---------- Data supplied

PR #21, opened 2022-11-24
feat(user): [SFEQS-1131, SFEQS-1111] Create filled document 

grausof:
This PR implements the createFilledDocument endpoint. 
Also adds:
- The PDF infrastructure for filling out forms as internal package
- Upload to blob storage
- Trigger from queue

### Infra
This PR requires an infrastructure change. 
- In particular, the container on CosmosDb: `filled-modules` 
- A queue on the storage: `waiting-for-documents-to-fill`

Tested in simulator

#### Types of changes
- [ ] Chore (nothing changes by a user perspective)
- [ ] Bug fix (non-breaking change which fixes an issue)
- [X] New feature (non-breaking change which adds functionality)

#### Checklist:


packages/io-sign/src/infra/pdf.ts
```diff
@@ -1,12 +1,15 @@
-import { PDFDocument } from "pdf-lib";
+import { PDFDocument, PDFForm } from "pdf-lib";
```
lucacavallaro, line 1: Maybe we can move this module in a dedicated package? Such as "@internal/pdf-something"?

apps/io-func-sign-user/src/app/use-cases/create-filled-document.ts
```diff
@@ -0,0 +1,91 @@
...
+  name: string;
+};
+
+// these types define the fields inside the PDF file to be enhanced
+// TODO: These are not yet the real parameters. Pending communication from the QTSP
+type NameField = Field & { fieldName: "name" };
+type FamilyNameField = Field & { fieldName: "surname" };
+type EmailField = Field & { fieldName: "email" };
+type FiscalCodeField = Field & { fieldName: "CF" };
+type Fields = [NameField, FamilyNameField, EmailField, FiscalCodeField];
```
lucacavallaro, line 28: Why are you using a fixed-size liet instead of a Record?

lucacavallaro (changes requested):

apps/io-func-sign-user/src/app/use-cases/create-filled-document.ts
```diff
@@ -0,0 +1,91 @@
...
+      signer.id,
+      getFiscalCodeBySignerId,
+      TE.chain(
+        TE.fromOption(
+          () =>
+            new EntityNotFoundError("Fiscal code not found for this signer!")
+        )
+      ),
+      TE.chain((fiscalCode) => {
+        const httpApiFetch = agent.getHttpFetch(process.env);
```
lucacavallaro, line 52: "process.env" must be accessed only from "infrastructure" layer

This agent should be passed via fn arguments

lucacavallaro (changes requested):

gunzip (changes requested):

apps/io-func-sign-user/openapi.yaml
```diff
@@ -0,0 +1,186 @@
...
+paths:
+  /qtsp/clauses/filled_document:
+    post:
+      operationId: createFilledDocument
+      summary: Create a filled document for QTSP
+      tags:
+        - QTSP Clauses
+      parameters:
+        - in: header
+          name: signer_id
```
gunzip, line 16:
```suggestion
          name: x-iosign-signer-id
```

apps/io-func-sign-user/src/infra/azure/cosmos/errors.ts
```diff
@@ -0,0 +1,20 @@
+import { CosmosErrors } from "@pagopa/io-functions-commons/dist/src/utils/cosmosdb_model";
```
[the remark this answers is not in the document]
grausof: ok, I'll do it!

apps/io-func-sign-user/src/infra/azure/functions/create-filled-document.ts
```diff
@@ -0,0 +1,120 @@
...
+} from "../../../app/use-cases/create-filled-document";
+import { makeRequireSigner } from "../../http/decoder/signer";
+import { CreateFilledDocumentBody } from "../../http/models/CreateFilledDocumentBody";
+import { FilledDocumentToApiModel } from "../../http/encoder/filled-document";
+import { FilledDocumentDetailView } from "../../http/models/FilledDocumentDetailView";
+
+import { getConfigFromEnvironment } from "../../../app/config";
+import { makeUploadFilledDocument } from "../storage/filled-document";
+
+/* TODO: This function will have to be asynchronous.
```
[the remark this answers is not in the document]
grausof: I converted it to DRAFT to add this implementation!

apps/io-func-sign-user/src/app/use-cases/create-filled-document.ts
grausof: there must be only those 4 values in the array!

apps/io-func-sign-user/src/app/use-cases/create-filled-document.ts
grausof: `agent.getHttpFetch` comes from  "@pagopa/ts-commons" and the signature is: `getHttpFetch: (env: NodeJS.ProcessEnv, extraOptions?: agentkeepalive.HttpOptions) => typeof fetch`

I will pass the whole configured  fetch as an argument!

apps/io-func-sign-user/openapi.yaml
```diff
@@ -0,0 +1,186 @@
...
+      description: A date-time field in ISO-8601 format and UTC timezone.
+      x-import: "@pagopa/ts-commons/lib/dates"
+      example: "2018-10-13T00:00:00.000Z"
+
+    Id:
+      type: string
+      description: Entity Id
+      format: NonEmptyString
+      example: 01ARZ3NDEKTSV4RRFFQ69G5FAV
+      x-import: "@pagopa/ts-commons/lib/strings"
```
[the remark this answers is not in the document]
grausof: so we will have to change also on the issuer openapi? @lucacavallaro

--------------------

Directions for this task: Would you return each line of the material above, unchanged, from the first one through the line where "- Upload to blob storage" appears?

Exercise answer:
PR #21, opened 2022-11-24
feat(user): [SFEQS-1131, SFEQS-1111] Create filled document 

grausof:
This PR implements the createFilledDocument endpoint. 
Also adds:
- The PDF infrastructure for filling out forms as internal package
- Upload to blob storage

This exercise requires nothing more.